Market Flow Intelligence
Automated financial data collection and analysis pipeline for ETF flows and insider trading (now a standalone application)

Market Flow Intelligence
Project Overview
Market Flow Intelligence is an automated data pipeline that collects, analyzes, and visualizes financial market flow data. The system focuses on two key areas:
- ETF Flow Analysis: Tracking money movements in and out of Exchange-Traded Funds across different sectors
- Insider Trading Activity: Monitoring and analyzing corporate insider buying and selling patterns
This project combines data engineering, financial analysis, and interactive visualization to provide actionable market insights.
Technical Implementation
Architecture
The project uses a hybrid architecture combining Python data processing with a Next.js frontend:
┌─────────────────────┐ ┌─────────────────────┐ ┌─────────────────────┐
│ │ │ │ │ │
│ Data Collection │────▶│ Data Processing │────▶│ Data Visualization │
│ (Python) │ │ (Python) │ │ (Next.js/React) │
│ │ │ │ │ │
└─────────────────────┘ └─────────────────────┘ └─────────────────────┘
Key Components
- Data Collectors: Python modules that fetch data from financial APIs and web sources
- Data Processors: Analysis modules that transform raw data into meaningful insights
- Chart Generators: Plotly-based visualization modules that create interactive charts
- API Layer: Python serverless functions deployed on Vercel
- Frontend Dashboard: Next.js application with interactive components
Python-JavaScript Integration
One of the key technical challenges was integrating a Python-based data science project with a Next.js web application. This was solved by:
- Deploying Python code as Vercel serverless functions
- Creating a consistent API interface between Python and JavaScript
- Implementing proper error handling and data validation
- Using base64 encoding for transferring chart images
Features
ETF Flow Analysis
The system tracks fund flows across major ETFs and sectors, providing insights into where institutional and retail money is moving:
- Daily flow tracking for 100+ major ETFs
- Sector-based aggregation and analysis
- Historical trend visualization
- Anomaly detection for unusual money movements
Insider Trading Intelligence
Corporate insider transactions can provide valuable signals about company prospects. The system:
- Monitors Form 4 filings from the SEC
- Identifies significant insider buying and selling patterns
- Calculates insider buy/sell ratios
- Highlights clusters of insider activity
Interactive Dashboard
The web dashboard provides:
- Interactive charts with filtering capabilities
- Data tables with sorting and searching
- Automated insights and commentary
- Historical data comparison
Development Process
The project was developed using an incremental approach:
- Data Collection: Built Python scrapers and API integrators
- Analysis Pipeline: Developed data processing and statistical analysis
- Visualization: Created chart generation modules with Plotly
- API Layer: Deployed Python code as serverless functions
- Frontend: Built interactive dashboard with Next.js
Technical Challenges & Solutions
Challenge: Data Freshness
Solution: Implemented incremental data collection with scheduled jobs to update the database, ensuring data is always current while minimizing API calls.

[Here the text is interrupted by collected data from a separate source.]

PR #442, opened 2017-08-07
Show main participants on narrative website

SNoiraud:
Resolves #7740

### DIFF
--- a/gramps/plugins/webreport/narrativeweb.py
+++ b/gramps/plugins/webreport/narrativeweb.py
@@ -12,7 +12,7 @@
 # Copyright (C) 2008-2011  Rob G. Healey <robhealey1@gmail.com>
 # Copyright (C) 2010       Doug Blank <doug.blank@gmail.com>
 # Copyright (C) 2010       Jakim Friant
-# Copyright (C) 2010-2016  Serge Noiraud
+# Copyright (C) 2010-2017  Serge Noiraud
 # Copyright (C) 2011       Tim G L Lyons
 # Copyright (C) 2013       Benny Malengier
 # Copyright (C) 2016       Allen Crider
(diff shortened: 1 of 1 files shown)


sebschub:
Sorry for the silence in the bug report. The links on the Event page are wrong. They all miss the `.html`, some are "more wrong". For example, when looking at the example database from the bug report, the first two people of the marriage event with Gramps ID E0000 have the same link.

Furthermore, I would suggest having an output on the Event page like

> Name (Role) [Gramps ID]

This style resembles the style on the Person page.

sebschub:
Added some non-primary participants to the example data base in PR https://github.com/gramps-project/gramps/pull/443.

SNoiraud:
> Added some non-primary participants to the example data base in PR #443.
thanks for this.

> Furthermore, I would suggest having an output on the Event page like
>    Name (Role) [Gramps ID]
I agree.

> They all miss the .html.
Thanks for that. In reality, this is the page extension (.htm, .html, .php, ...)

sebschub:
The links of the two primary persons of any marriage are still wrong.
If it is not too much work, I would prefer that the primary person(s) are always first in the list. This is for example not the case for the Death of Garner, Anderson.
Thanks a lot!

SNoiraud:
> The links of the two primary persons of any marriage are still wrong.

Done with last commit. I put back the marriage event which was missing.

> I would prefer that the primary person(s) are always first in the list

This will be very difficult to do :
I have only a list of handles. For each handle, I need to find the person, and then found the role for the associated event. If you have some persons in your database, I think this is not a problem, but if you have several thousand of events like me, it will have a high cost (cpu+disk).
For that, I need to modify the logic of how we store all events, persons, ...

SNoiraud:
I'll drop this FR.
I'm actually reorganizing the narrative web. I'll include this FR (see #0010151).
It modify all the structures to include this possibility.
I can also easily sort the references by role an have the Primary roles the first.

SNoiraud:
Follow this with next PR : #445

Challenge: Performance Optimization
Solution: Used Supabase for data storage to reduce computation needs and implemented client-side caching with appropriate TTL.
Challenge: Deployment Constraints
Solution: Optimized Python dependencies and split complex operations into smaller functions to work within Vercel's serverless function limitations.
Future Enhancements
- Machine Learning Models: Add predictive analytics for market flows
- Real-time Alerts: Implement notification system for significant market movements
- Custom Watchlists: Allow users to create personalized monitoring dashboards
- API Access: Provide API endpoints for external applications
Conclusion
Market Flow Intelligence demonstrates how data science techniques can be applied to financial markets to extract actionable insights. By combining Python's data processing capabilities with Next.js's interactive frontend, the project delivers a powerful tool for financial analysis.